Quantitative real-time PCR

qRT-PCR was carried out to confirm the changes in the expression levels of the light-dependent genes in mixotrophic culture at the three timepoints. Total RNA extraction and subsequent reverse transcription were carried out with a plant RNA kit (Omega Bio-tek, R6827-01, USA) and a reverse transcription kit (Accurate Biotechnology, AG11728, China), respectively. Gene-specific primers used in this experiment are listed in Additional file 1: Table S1. Concentration of the isolated RNA was measured by a Nanodrop (Thermo Fisher Scientific, 2000c, USA) and its quality was assessed by gel electrophoresis. qRT-PCR reactions were performed on a real-time PCR system (Analytik Jena, qTOWER3, Germany) using PerfectStart Green qPCR SuperMix (TransGen Biotech, AQ601-02, China) with ACTIN as a reference gene. All procedures referred to protocols in the kits.
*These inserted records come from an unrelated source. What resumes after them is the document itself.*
PR #140, opened 2018-11-21
Daemon configurations required are added on to the default config 

anandrgit:
Daemon configurations required are added on to the default config


config/config.go
```diff
@@ -41,27 +39,28 @@ const (
...
 	PaymentChannelStorageServerKey      = "PAYMENT_CHANNEL_STORAGE_SERVER"
 
 	defaultConfigJson string = `
 {
-	"auto_ssl_cache_dir": ".certs",
 	"auto_ssl_domain": "",
 	"blockchain_enabled": true,
 	"daemon_listening_port": 5000,
 	"daemon_type": "grpc",
+    "daemon_end_point": "http://localhost:8080",
```
vsbogd: Doesn't correspond to daemon_listening_port two lines above.

BTW, at the moment we have two properties to configure essentially same thing: ```daemon_listening_port``` and ```daemon_end_point```. I can imaging setup where these two things are not the same but it can be surprising for users. Don't have idea how to fix it properly so far. One of the options don't support such setups.

config/config.go
```diff
@@ -41,27 +39,28 @@ const (
...
 	"db_path": "snetd.db",
 	"ethereum_json_rpc_endpoint": "http://127.0.0.1:8545",
-    "IPFS_END_POINT": "http://localhost:5002/",
 	"hdwallet_index": 0,
 	"hdwallet_mnemonic": "",
+    "ipfs_end_point": "http://localhost:5002/",
```
vsbogd: Please pay attention on spaces :-) Probably I have used unusual for Golang formatting in this JSON, but I would prefer keep it consistent and fix in separate PR if it is bothering.

config/config.go
```diff
@@ -41,27 +39,28 @@ const (
...
-    "IPFS_END_POINT": "http://localhost:5002/",
 	"hdwallet_index": 0,
 	"hdwallet_mnemonic": "",
+    "ipfs_end_point": "http://localhost:5002/", 
+    "organization_name": "exampleorganization", 
 	"price_per_call": 10,
 	"passthrough_enabled": false,
 	"poll_sleep": "5s",
+    "registry_address_key": "0x4e74fefa82e83e0964f0d9f53c68e03f7298a8b2",
+    "service_name": "dnndisplay",
```
vsbogd: Minor, but I would expect something like ```exampleservice``` here.

config/config.go
vsbogd: Opened issue https://github.com/singnet/snet-daemon/issues/141  to discuss it

vsbogd:
General comment: it is better to raise non coupled changes using separate branch and separate pull request. It will simplify review and sometimes change will be merged faster. For instance last commit can be merged as separate PR, but should wait for review ended in this PR.

.gitignore
```diff
@@ -5,6 +5,7 @@ snetd.db
 snetd.config.json
 /vendor/
 /build/
+Gopkg.lock
```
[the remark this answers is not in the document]
anandrgit: reverted back this , ( this was coming up in the diff and hence tried to remove it)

Relative expression level for the genes was calculated with 2–∆∆CT in biological triplicates and technical triplicates were prepared for each biological replicate.

Metabolomic analysis

Diatoms were collected in the daytime at the end of exponential phase from autotrophic and mixotrophic culture with biological triplicates for metabolomic analysis. Metabolites extraction, UHPLC–MS analysis, annotation and data preprocessing were carried out by Shanghai Biotree Biomedical Technology co., Ltd. Significance was evaluated by p value of Student’s t-test and variable importance in the projection (VIP) of OPLS-DA. DEMs were defined by p < 0.05 and VIP > 1. PCA and OPLS-DA of metabolites were performed with SIMCA. DEMs were shown in a matchstick plot (Fig. 6a). Differential abundance score was calculated by the ratio of DEM to all metabolites in a specific pathway. Impacts of pathways, shown in a bubble plot, were calculated with topological analysis. Matchstick, KEGG enrichment of DEMs, differential abundance score and bubble plots were prepared with R packages (ggplot2 and KEGGgraph).